▶ _ABOUT THIS EXERCISE_: Within the records below, filter for lines carrying the word "data" and copy them.

▶ _EXERCISE INPUTS_:
PR #5159, opened 2025-01-02
chore: value class Color4b

MukjepScarlet:
Now all Color4b objects become int in bytecode.

### DIFF
--- a/src/main/java/net/ccbluex/liquidbounce/injection/mixins/minecraft/render/MixinBlockEntityRenderDispatcher.java
+++ b/src/main/java/net/ccbluex/liquidbounce/injection/mixins/minecraft/render/MixinBlockEntityRenderDispatcher.java
@@ -26,6 +26,7 @@ import net.minecraft.block.entity.BlockEntity;
 import net.minecraft.client.MinecraftClient;
 import net.minecraft.client.render.VertexConsumerProvider;
 import net.minecraft.client.render.block.entity.BlockEntityRenderDispatcher;
+import net.minecraft.util.math.ColorHelper;
 import org.spongepowered.asm.mixin.Mixin;
 import org.spongepowered.asm.mixin.injection.At;
 import org.spongepowered.asm.mixin.injection.ModifyArg;
@@ -49,12 +50,13 @@ public class MixinBlockEntityRenderDispatcher {
             var type = ModuleStorageESP.categorize(blockEntity);
 
             if (type != null && type.shouldRender(blockEntity.getPos())) {
-                var color = type.getColor();
+                final int color = type.getColorArgb();
 
-                if (color.getA() > 0) {
+                if (ColorHelper.getAlpha(color) > 0) {
                     var outlineVertexConsumerProvider = MinecraftClient.getInstance().getBufferBuilders()
                             .getOutlineVertexConsumers();
-                    outlineVertexConsumerProvider.setColor(color.getR(), color.getG(), color.getB(), 255);
+                    outlineVertexConsumerProvider.setColor(
+                            ColorHelper.getRed(color), ColorHelper.getGreen(color), ColorHelper.getBlue(color), 255);
                     OutlineFlag.drawOutline = true;
                     return outlineVertexConsumerProvider;
                 }
--- a/src/main/kotlin/net/ccbluex/liquidbounce/features/module/modules/misc/ModuleBookBot.kt
+++ b/src/main/kotlin/net/ccbluex/liquidbounce/features/module/modules/misc/ModuleBookBot.kt
@@ -263,7 +263,7 @@ object RandomGenerationMode : GenerationMode("Random") {
 
         return ModuleBookBot.random
             .ints(origin, bound)
-            .filter { !Character.isWhitespace(it) && it.toChar() != '\r' && it.toChar() != '\n' }
+            .filter { !Character.isWhitespace(it) }
             .iterator()
     }
 }
--- a/src/main/kotlin/net/ccbluex/liquidbounce/features/module/modules/render/ModuleESP.kt
+++ b/src/main/kotlin/net/ccbluex/liquidbounce/features/module/modules/render/ModuleESP.kt
@@ -130,6 +130,8 @@ object ModuleESP : ClientModule("ESP", Category.RENDER) {
         return baseColor
     }
 
+    fun getColorArgb(entity: LivingEntity) = getColor(entity).argb
+
     fun requiresTrueSight(entity: LivingEntity) =
         modes.activeChoice.requiresTrueSight && entity.shouldBeShown()
 
--- a/src/main/kotlin/net/ccbluex/liquidbounce/features/module/modules/render/ModuleItemESP.kt
+++ b/src/main/kotlin/net/ccbluex/liquidbounce/features/module/modules/render/ModuleItemESP.kt
@@ -95,4 +95,6 @@ object ModuleItemESP : ClientModule("ItemESP", Category.RENDER) {
     fun shouldRender(it: Entity?) = it is ItemEntity || it is ArrowEntity
 
     fun getColor() = this.colorMode.activeChoice.getColor(null)
+
+    fun getColorArgb() = getColor().argb
 }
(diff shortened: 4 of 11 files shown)


src/main/kotlin/net/ccbluex/liquidbounce/render/engine/RenderTasks.kt
```diff
@@ -135,9 +135,7 @@ data class Color4b(val r: Int, val g: Int, val b: Int, val a: Int = 255) {
 
     fun darker() = Color4b(darkerChannel(r), darkerChannel(g), darkerChannel(b), a)
 
-    private fun darkerChannel(value: Int) = (value * 0.7).toInt().coerceAtLeast(0)
-
-    fun putToUniform(pointer: Int) {
+    inline fun putToUniform(pointer: Int) {
         GL20.glUniform4f(pointer, r / 255f, g / 255f, b / 255f, a / 255f)
     }
```
superblaubeere27, line 140: Is this function even used?

src/main/kotlin/net/ccbluex/liquidbounce/features/module/modules/render/ModuleItemESP.kt
```diff
@@ -95,4 +95,6 @@ object ModuleItemESP : ClientModule("ItemESP", Category.RENDER) {
     fun shouldRender(it: Entity?) = it is ItemEntity || it is ArrowEntity
 
     fun getColor() = this.colorMode.activeChoice.getColor(null)
+
+    fun getColorArgb() = getColor().argb
```
superblaubeere27, line 99: This function is bloat. The ESP provides the color. If an implementation decides that it wants the color as RGBA it should ask the color class about it

src/main/kotlin/net/ccbluex/liquidbounce/features/module/modules/render/ModuleESP.kt
```diff
@@ -130,6 +130,8 @@ object ModuleESP : ClientModule("ESP", Category.RENDER) {
         return baseColor
     }
 
+    fun getColorArgb(entity: LivingEntity) = getColor(entity).argb
+
```
superblaubeere27, line 134: s.a.

src/main/kotlin/net/ccbluex/liquidbounce/features/module/modules/misc/ModuleBookBot.kt
```diff
@@ -263,7 +263,7 @@ object RandomGenerationMode : GenerationMode("Random") {
 
         return ModuleBookBot.random
             .ints(origin, bound)
-            .filter { !Character.isWhitespace(it) && it.toChar() != '\r' && it.toChar() != '\n' }
+            .filter { !Character.isWhitespace(it) }
```
superblaubeere27, line 266: Nice catch! 👍🏻

src/main/java/net/ccbluex/liquidbounce/injection/mixins/minecraft/render/MixinBlockEntityRenderDispatcher.java
```diff
@@ -49,12 +50,13 @@ private static <T extends BlockEntity> VertexConsumerProvider render(
             var type = ModuleStorageESP.categorize(blockEntity);
 
             if (type != null && type.shouldRender(blockEntity.getPos())) {
-                var color = type.getColor();
+                final int color = type.getColorArgb();
 
-                if (color.getA() > 0) {
+                if (ColorHelper.getAlpha(color) > 0) {
```
superblaubeere27, line 55: why not use the `Color4b` class and ask it about it's alpha channel?

src/main/kotlin/net/ccbluex/liquidbounce/render/shader/shaders/OutlineShader.kt
```diff
@@ -59,7 +59,11 @@ object OutlineShader : FramebufferShader(Shader(
...
     }
 
-    fun setColor(color4b: Color4b) {
+    fun setColor(colorArgb: Int) {
+        setColor(Color4b(colorArgb))
+    }
+
+    private fun setColor(color4b: Color4b) {
         vertexConsumerProvider.setColor(color4b.r, color4b.g, color4b.b, color4b.a)
     }
```
superblaubeere27, line 68: Why? Previously this was a clearly defined thing. Now it just expects an integer without context and it cannot profit from type checking anymore.

src/main/kotlin/net/ccbluex/liquidbounce/render/engine/RenderTasks.kt
```diff
@@ -69,48 +69,49 @@ data class Vec3(val x: Float, val y: Float, val z: Float) {
 
 data class UV2f(val u: Float, val v: Float)
 
-data class Color4b(val r: Int, val g: Int, val b: Int, val a: Int = 255) {
+/**
+ * Directly use primitive int value for Color operations.
+ */
+@Suppress("NOTHING_TO_INLINE", "detekt:TooManyFunctions")
+@JvmInline
+value class Color4b private constructor(val argb: Int) {
```
superblaubeere27, line 77: What you try to do is a good optimization, it does improve performance and decreases memory usage and fragmentation. But this is a job of the JIT compiler. This class is not even performance critical (which would be an indication for doing such optimizations). 

Inline functions are only useful for inlining parameter functions (i.e. `.forEach { if (it.x > 0) return }`) since it allows special control flow.

Kotlin even tries to tell you about the fact that inline has no useful effect on those functions. The JIT compiler inlines them anyway. The only thing that changes is that it can not collect as much data about the functions which could even decrease performance.

superblaubeere27 (commented):
I understand that you want to optimize the client's code, but `Color4b` is mostly used on the stack which is highly accessible for the JIT compiler. This makes this optimization not useful at best.

You have a few other good code changes in this PR, but you can just ship them with another PR. I will close this one as its central change was rejected.

src/main/kotlin/net/ccbluex/liquidbounce/render/engine/RenderTasks.kt
MukjepScarlet: in BlendShader

src/main/kotlin/net/ccbluex/liquidbounce/features/module/modules/render/ModuleItemESP.kt
MukjepScarlet: We can't get a value class "instance" from Java, the compiler will throw exceptions, I have to create a wrapper function which returns `int`

src/main/kotlin/net/ccbluex/liquidbounce/features/module/modules/render/ModuleESP.kt
MukjepScarlet: ^

src/main/java/net/ccbluex/liquidbounce/injection/mixins/minecraft/render/MixinBlockEntityRenderDispatcher.java
MukjepScarlet: ^

src/main/kotlin/net/ccbluex/liquidbounce/render/shader/shaders/OutlineShader.kt
MukjepScarlet: ^

src/main/kotlin/net/ccbluex/liquidbounce/features/module/modules/render/ModuleItemESP.kt
MukjepScarlet: Maybe I can try another way to bypass this...

MukjepScarlet:
This is requested by @ccetl , he wants to reduce color object creation in render handlers.

src/main/kotlin/net/ccbluex/liquidbounce/features/module/modules/render/ModuleItemESP.kt
MukjepScarlet: Yes I can fix this by `@JvmName` annotation

MukjepScarlet:
@superblaubeere27 The function names are fixed now.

▶ _SOLUTION TO THE PROBLEM_:
@@ -135,9 +135,7 @@ data class Color4b(val r: Int, val g: Int, val b: Int, val a: Int = 255) {
@@ -69,48 +69,49 @@ data class Vec3(val x: Float, val y: Float, val z: Float) {
 data class UV2f(val u: Float, val v: Float)
-data class Color4b(val r: Int, val g: Int, val b: Int, val a: Int = 255) {
Kotlin even tries to tell you about the fact that inline has no useful effect on those functions. The JIT compiler inlines them anyway. The only thing that changes is that it can not collect as much data about the functions which could even decrease performance.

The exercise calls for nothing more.